Georges Clémenceau, à la mort de Félix Faure : « En entrant dans le néant, il a dû se sentir chez lui. » Rodin au jeune Picasso qui était venu lui montrer un de ses tableaux : « Commencez par signer, que je sache dans quel sens ça se regarde ! » Ou encore Karl Lagerfeld au sujet de Yves Saint-Laurent : « L’alcoolisme de Saint-Laurent ne rendait pas ses robes plus belles. Les couturiers effondrés comme des fleurs non-arrosées dans des T-shirt sales, ce n’est pas mon truc. » Un recueil qui n’exige pas de lecture continue, que l’on prend et que l’on repose à loisir pour apprécier le verbe de telle ou telle personnalité.

Par ses affinités, Testu a préféré les figures historiques de la politique aux artistes et écrivains, cités en moins grand nombre. Certains prestigieux absents étonnent malgré tout dans cette compilation : Gustave Flaubert, Louis-Ferdinand Céline ou encore Julien Gracq font partie des oubliés du livre. Autre écueil : à la préface narcissique et complaisante de Philippe Alexandre – intitulée « Moi, méchant ? » – dans laquelle il encense sa propre carrière de journaliste, on aurait davantage préféré une réflexion sur la notion de méchanceté, à l’instar de Jean-Paul Morel et son anthologie du Meilleur des insultes et autres noms d’oiseau qui avait le mérite d’interroger le sens et la vocation de ce registre littéraire[3]. Enfin, un index des noms propres aurait amplement facilité cette lecture en pioche : le classement alphabétique des auteurs sélectionnés permet effectivement d’accéder rapidement à leur entrée – à condition encore d’avoir un nom particulier à chercher – mais il est totalement inefficace quand il s’agit par exemple de trouver la victime à laquelle le couperet est adressé.

Malgré ces lacunes, le livre pose la question intéressante de savoir si la méchanceté, quand elle est talentueuse et incisive, ne perd pas de sa puissance à être lue. Philippe Alexandre et François-Xavier Testu ont raison d’insister sur le fait que les meilleures formules sont celles qui ont été conçues dans la spontanéité, telles les fameuses joutes verbales entre Churchill et de Gaulle, dont la portée reste indissociable de la carrure et de la voix des deux protagonistes, et que l’écrit ne parvient pas à rendre dans sa pleine dimension. Mais comment résister à une anecdote du type : Churchill, portant un nœud papillon à pois sur une chemise à carreaux, entre dans le bureau londonien du général de Gaulle qui entame les hostilités de la façon suivante : « Je ne savais pas que c’était carnaval à Londres », Churchill lui rétorquant du tac au tac : « Tout le monde ne peut pas se déguiser en soldat inconnu. » Ambiance …

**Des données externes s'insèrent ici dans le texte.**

PR #115, opened 2018-10-28
fix/py27: Fix the Travis build for Python 2.7

banesullivan:
There was some weirdness happening with the pip installed from conda on py2.7. To mitigate this, I just set the build to use the native py27 pip for all dependencies. If Python version is 3.x then it uses conda to manage dependencies.

### DIFF
--- a/.travis.yml
+++ b/.travis.yml
@@ -31,8 +31,15 @@ before_install:
   - conda update --yes conda
 
 install:
-  - conda install --quiet --yes pip python=$TRAVIS_PYTHON_VERSION numpy scipy matplotlib pillow cython ipython;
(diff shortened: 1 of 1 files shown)


banesullivan:
Looks green except for the `tests/docs` task. Not sure why the warning is triggering a failure:
```
(line  112) 
Warning, treated as error:
/home/travis/build/simpeg/discretize/docs/index.rst:112: WARNING: broken link: http://slack.simpeg.xyz/ (504 Server Error: Connection Timed Out for url: http://slack.simpeg.xyz/)
FAIL
```

lheagy:
@rowanc1: would you mind updating the godaddy pointer for `slack.simpeg.xyz` to "https://simpeginvite.herokuapp.com/" (I think we only had http before and that might be causing a delay in the re-direct...). Thanks!

PR #130, opened 2018-12-28
Add vtki support to make using VTK data objects more Pythonic

banesullivan:
I recently added a ton of new features to [`vtki`](https://github.com/akaszynski/vtki) (the VTK interface Python package) that help make using just about any VTK data objects more intuitive/Pythonic. If `vtki` is available in your Python environment then these changes make using VTK data objects way easier. Here's a screenshot of what this currently looks like in a Jupyter notebook (creates static renderings but can also be interactive in a separate pop-up window). 

Also check out [this notebook](https://github.com/OpenGeoVis/PVGeo-Examples/blob/master/3.0%20-%20Using%20the%20vtkInterface%20Package.ipynb) to see more ways to use [`PVGeo`](https://github.com/OpenGeoVis/PVGeo), `discretize`, and [`vtki`](https://github.com/akaszynski/vtki). Below is a screenshot of a simple use case:

ezgif com-video-to-gif

screen shot 2018-12-28 at 2 27 21 pm

Some sample code to do it yourself!

```py
import discretize
import numpy as np

# Create a simple TensorMesh
h1 = np.linspace(.1, .5, 3)
h2 = np.linspace(.1, .5, 5)
h3 = np.linspace(.1, .5, 3)
mesh = discretize.TensorMesh([h1, h2, h3])

# Convert to VTK object and use vtki to render it
mesh.toVTK().plot(notebook=False)
```

### DIFF
--- a/discretize/mixins/vtkModule.py
+++ b/discretize/mixins/vtkModule.py
@@ -52,6 +52,7 @@ from vtk import vtkXMLUnstructuredGridWriter
 from vtk import vtkXMLStructuredGridWriter
 from vtk import vtkXMLRectilinearGridReader
 
+import warnings
 
 
 def assignCellData(vtkDS, models=None):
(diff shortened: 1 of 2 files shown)


lheagy:
So the pr is failing because the government is shut-down, (haha?)... 

image

It is a broken link in the docs which is completely unrelated to this work: https://www.ctcms.nist.gov/fipy/examples/cahnHilliard/generated/examples.cahnHilliard.mesh2DCoupled.html

@banesullivan: I will try to find a suitable replacement link and patch it.

banesullivan:
> So the pr is failing because the government is shut-down, (haha?)...

🤣 

> @banesullivan: I will try to find a suitable replacement link and patch it.

Sounds good! Thanks, @lheagy!!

Mais dans ce florilège de dents dures qui sillonne le livre, le rire laisse parfois la place à un sentiment d’amertume devant ce triste constat : si nous sommes aussi vaches que nos ancêtres, c’est sans le panache qui était le leur. Une pique de Nicolas Sarkozy ou de Jacques Chirac manque cruellement de saveur et d’audace devant la plus petite pichenette de Victor Hugo ou d’Anatole France. Les temps changent me direz-vous… il est vrai qu’aujourd’hui l’insulte n’est plus l’apanage de brillants esprits : elle court péniblement en 140 signes de sinistres twittes, le souffle court et le verbe gras.

[1] Chansons satiriques que les bateleurs chantaient devant le pont éponyme.

[2] TESTU François-Xavier, Le Bouquin des méchancetés – Et autres traits d’esprit, Paris, éd. Robert Laffont, 2014, 1184 p.

[3] MOREL Jean-Paul, Le meilleur des insultes et autres noms d’oiseaux, éd. Mille et une nuits [hors commerce], 2015. Voir : « Insultez-moi Benoit ! », Lundioumardi, 7 juillet 2015.